Jetzt wird gezwitschert!
Twitter als Kommunikationskanal
„Wir müssen twittern!“ So oder so ähnlich klingt es in unzähligen Meetings von Kommunikationsverantwortlichen – nicht nur in Deutschland. Der Micro-Blogging-Dienst Twitter, der sich für uns Deutsche wie aus dem Nichts zu einem der begehrtesten Kommunikationskanäle entwickelt hat, zieht nicht nur den “normalen” Surfer in seinen Bann. Auch Kommunikationsprofis können sich dem Reiz der 140 Zeichen langen Nachrichten nicht entziehen. Stellt sich die Frage: Worüber will man zwitschern?
What are you doing? Mit diesem einfachen Slogan ging der Webdienst twitter.com schon 2006 ins Rennen. Kurze Informationen über das aktuelle Geschehen in der Länge einer SMS sind der Kern des Dienstes. Statusmeldungen wie: “Habe gerade das beste Eis meines Lebens gegessen” bestimmen seit Twitter das so genannte Social Web. Was funktioniert also, wenn man Unternehmenskommunikation per Twitter betreiben möchte? Und was funktioniert nicht?
Gerade die, die es gewohnt sind, Botschaften unter definierten Zielgruppen zu streuen, treffen bei Twitter auf ungeahnte Hürden. Denn Twitter ist kein TV-Kanal, keine Zeitschrift und kein Event, bei dem man mit großer Wahrscheinlichkeit Gehör findet. Twitter ist auch kein Medium, in dem man „Geschichten“ erzählen kann. Twitter eignet sich daher nicht als alleiniger Kommunikations-kanal. Dafür ist der Spielraum mit 140 Zeichen zu begrenzt. Dagegen ist Twitter ideal als Bindeglied zwischen unterschiedlichen Plattformen – online und offline. Ob ein neuer Blog-Post, ein Event oder ein Gewinnspiel auf der eigenen Website bekannt gegeben werden soll: Mit Twitter kann die „Meldung“ schnell abgesetzt werden.

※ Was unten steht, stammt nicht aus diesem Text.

PR #2701, opened 2025-08-12
PICARD-3085: Add more details to album art info box and tests

knguyen1:
# Summary

* This is a…
  * [ ] Bug fix
  * [x] Feature addition
  * [ ] Refactoring
  * [ ] Other
  Display cover art details (type, size in kB/KiB, dimensions, mime) directly in the cover art view below thumbnails and on hover, showing info for the first (front) image.

# Problem

* JIRA ticket (_optional_): PICARD-3085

Über Re-Tweets (RT@), also Wiederholungen des Gesagten, oder Antworten (@) können sich „News“ dann virusartig über das Netz verbreiten. Dabei steigt die Anzahl der Zuhörer explosions-artig. Vorausgesetzt, man wird gehört. Doch wie verschafft man sich Gehör? Indem man Kontakte knüpft und sich für potenzielle „Follower“ interessant macht. Es ist beispielsweise völlig legitim, Nutzer direkt anzusprechen und auf die eigene Seite einzuladen. Sinnvoll ist das etwa bei der Ansprache von Redaktionen und Bloggern, die zunehmend bei Twitter vertreten sind.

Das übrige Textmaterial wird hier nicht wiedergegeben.